Прошу похоронить меня, по законам плаванья, в открытом море. Пометить широту и долготу погружения тела и занести впоследствии в бортовой журнал крейсера.

Все это мною подписано при полном рассудке и в здравом уме, что подтвердят четыре свидетеля: гвардии матросы Семен Чижеев со Степаном Восьмеркиным и партизаны Виктор Михайлович Кичкайло с Николаем Дементьевичем Калужским».


Мичман с трудом зажал карандаш изувеченными, по отдельности перебинтованными пальцами и дрожащей рукой вывел: «Савелий Клецко». Затем велел позвать Восьмеркина и вслух прочесть ему завещание.

Степан при чтении как-то весь обмяк, покраснел и захлюпал носом.
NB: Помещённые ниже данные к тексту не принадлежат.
PR #3514, opened 2020-02-13
Improve unstocking inventory units from stock locations

AlessioRocco:
**Description**

This PR fixes the bug reported from this issue https://github.com/solidusio/solidus/issues/3527.

The `Spree::Stock::InventoryUnitsFinalizer#unstock_inventory_units` method was unstocking the `line_item` original `variant` but not the `variant` set in the `inventory_unit`, this PR fixes this error and improve the code a bit.

**Checklist:**

### DIFF
--- a/core/app/models/spree/stock/inventory_units_finalizer.rb
+++ b/core/app/models/spree/stock/inventory_units_finalizer.rb
@@ -34,11 +34,9 @@ module Spree
       end
 
       def unstock_inventory_units
-        inventory_units.group_by(&:shipment_id).each_value do |inventory_units_for_shipment|
-          inventory_units_for_shipment.group_by(&:line_item_id).each_value do |units|
-            shipment = units.first.shipment
-            line_item = units.first.line_item
-            shipment.stock_location.unstock line_item.variant, units.count, shipment
+        inventory_units.group_by(&:shipment).each do |shipment, units_by_shipment|
+          units_by_shipment.group_by(&:variant).each do |variant, units|
+            shipment.stock_location.unstock variant, units.count, shipment
           end
         end
       end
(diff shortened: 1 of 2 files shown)


kennyadsl:
@AlessioRocco do we have any performance improvements with this refactor as well?

AlessioRocco:
@kennyadsl I thought this PR shouldn't be related to the performance, but the fact that the `line item` is used to retrieve the `variant` when we have a direct association on the `inventory_unit` makes confusion to me. 

With this PR I'm trying to simplify the code and reduce this confusion.

It also allows creating a shipment with products that differ from the variant in the line item.

Suppose that you have a variant that represents a pack of products, with the old implementation you can't adapt the code to create a shipment that sends something different from the line item variant instead you can do it with the code proposed in this PR.

kennyadsl:
Before merging, maybe we should add a test to describe this behavior as well?

> Suppose that you have a variant that represents a pack of products, with the old implementation you can't adapt the code to create a shipment that sends something different from the line item variant instead you can do it with the code proposed in this PR.

sechix:
Hi, Could we merge this commit @AlessioRocco , change size is not working ok and I need it . Thanks!

kennyadsl:
@sechix I look forward to merging this but I'd like to wait for some specs for this behavior. This way we'll be sure to don't reintroduce the bug in future changes.

kennyadsl:
@AlessioRocco any news here?

AlessioRocco:
@kennyadsl I've added the specs and squashed the commits into one to make the change clear for the future.
I've also changed the PR title and description, can you please link the related issue https://github.com/solidusio/solidus/issues/3527 to this PR so it will be closed when merge?

PR #3517, opened 2020-02-14
Spree::OptionValue#name delegates to Spree::OptionType even when nil

SamuelMartini:
**Description**
[Spree::OptionValue#name](https://github.com/solidusio/solidus/blob/v2.9.5/core/app/models/spree/option_value.rb#L17
) is delegated to `Spree::OptionType` with `option_type` prefix (option_type_name).

The json response of `Spree::Api::OptionValuesController` uses the `*option_value_attributes` helper variable which includes [:option_type_name](https://github.com/solidusio/solidus/blob/v2.9.5/api/app/helpers/spree/api/api_helpers.rb#L78).
If for some reason an option value is created without option_type the above controller will return a 500 error because of the name delegation.

For instance, `Spree::Api::OptionValuesController#create` allows to create an option value record with only `name` and `presentation` params. Once created, the json response view will call `*option_value_attributes` with `option_type_name` breaking the app.

This pr also: 
- remove `check_option_values` from the `option_values_controller_spec.rb`
because is not used anywhere in the file. 
- remove option value resource duplicated route.

**Checklist:**

### DIFF
--- a/api/config/routes.rb
+++ b/api/config/routes.rb
@@ -59,7 +59,6 @@ Spree::Core::Engine.routes.draw do
     end
     resources :option_values
 
-    resources :option_values, only: :index
     get '/orders/mine', to: 'orders#mine', as: 'my_orders'
     get "/orders/current", to: "orders#current", as: "current_order"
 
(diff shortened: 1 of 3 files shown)


kennyadsl:
@SamuelMartini I know this is quite old, but any chance you remember why you needed to create an option value without an option type?

PR #3519, opened 2020-02-21
Replace `Spree::Event#name_with_suffix` with `adapter#normalize_name`

spaghetticode:
`Spree::Event#name_with_suffix` is not generic enough to stay in the `Spree::Event` class,  as different adapters may not have the concept of a name suffix, while, on the other hand, may need some different naming manipulation.
    
So, event name manipulation is now delegated to the specific event adapter using the method `#normalize_name`. 
As we currently have only `ActiveSupportNotifications`, the existing code from `Spree::Event` has been moved in that adapter class.

**Checklist:**

### DIFF
--- a/core/lib/spree/event.rb
+++ b/core/lib/spree/event.rb
@@ -21,7 +21,7 @@ module Spree
     #     @order.finalize!
     #   end
     def fire(event_name, opts = {})
-      adapter.fire name_with_suffix(event_name.to_s), opts do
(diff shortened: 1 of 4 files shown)


kennyadsl:
@skukx if you have time, your feedback is appreciated here. 🙂

skukx:
This looks good to me.
  - [x] Moves logic for normalizing an event name to the adapter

Сдерживая подступившие рыдания, он расписался и, резко отвернувшись, хотел уйти, но мичман жестом удержал его.

— Не печальтесь, матросы, на войне о мести думают, а моя песенка спета.

— Клянусь не возвращаться на крейсер, пока пятнадцать фашистов не изведу! — осекшимся голосом поклялся Восьмеркин.

— А я — двадцать, — добавил Чижеев.

— Верю вам, спасибо, дорогие, — растроганно сказал Клецко и зажмурился, потом почти по-детски попросил:

— Хлопцы!.. Море бы мне поглядеть напоследок. Не затруднит вас, а?

— Сам «Дельфина» поведу, — сказал Чижеев.


* * *

Во втором часу ночи из-под сводов пещеры выплыл «Дельфин». За ним вышла шлюпка с носилками, устроенными из одеял, на которых неподвижно лежал Клецко.

Мичмана осторожно подняли на борт и уложили на палубе у ходовой рубки. Рядом с Клецко уселись Катя и Восьмеркин с автоматом. Тут же Чижеев сложил холстину и придавил ее большим камнем, обмотанным тонким пеньковым тросом.

В пещере остались нести вахту и охранять пленного корветтен-капитана Нина и Калужский. Витя был в шлюпке. Ему очень хотелось в поход, и он сказал Тремихачу:

— Шлюпку я привяжу под скалой. Разрешите идти помощником с вами?

— Здесь и так хватает сумасшедших, — строго ответил Виктор Михайлович. — Неси внешнюю вахту. Когда увидишь, что мы возвращаемся, мигни фонариком. Опасность — красным, спокойно — зеленым. Ясно?

— Ясно.

— Можно запускать двигатель, — сообщил Чижеев, становясь к штурвалу. — Пойду на средних.

— Нелепую вещь мы затеяли, — хмуро сказал Тремихач. — Идем на рискованную прогулку. Не лучше ли в бухточке дождаться неизбежного? Мичману ведь все равно, лишь бы море было.

— Нет, мы дали слово сходить с ним в открытое море. Нужно уважить последнюю просьбу.

— Смотрите, пеняйте потом на себя. — И, продолжая еще что-то ворчать, он протискался в машинное отделение. Там вспыхнул голубой свет. Вскоре послышалось жужжание мотора и заработали бортовые двигатели.

Сеня натянул на голову шлем и дал малый ход.

Ночь была темной. Только две крошечные звездочки мерцали в недосягаемой высоте. Почти все небо затянули неспокойные кучевые облака.

Катер с приглушенными моторами выскользнул из бухточки и пошел в тени нависшей скалы. Море дышало спокойно, оно лишь глухо рокотало и пенилось у камней. Где-то вдали, за мысом, лениво взлетела бледная осветительная ракета. И опять кругом наступила зеленовато-синяя мгла.



Чижеев развернулся влево и перевел рычажок телеграфа на «полный вперед». Катер дрогнул, набирая скорость, приподнялся на редан[16] и, разбрасывая воду, помчался в безбрежный простор.

Дрожа всем корпусом, поднимая рой брызг, катер несся, словно заколдованная птица, которая, широко распластав объятые серебристым пламенем крылья, не могла оторваться от волны, не могла взлететь.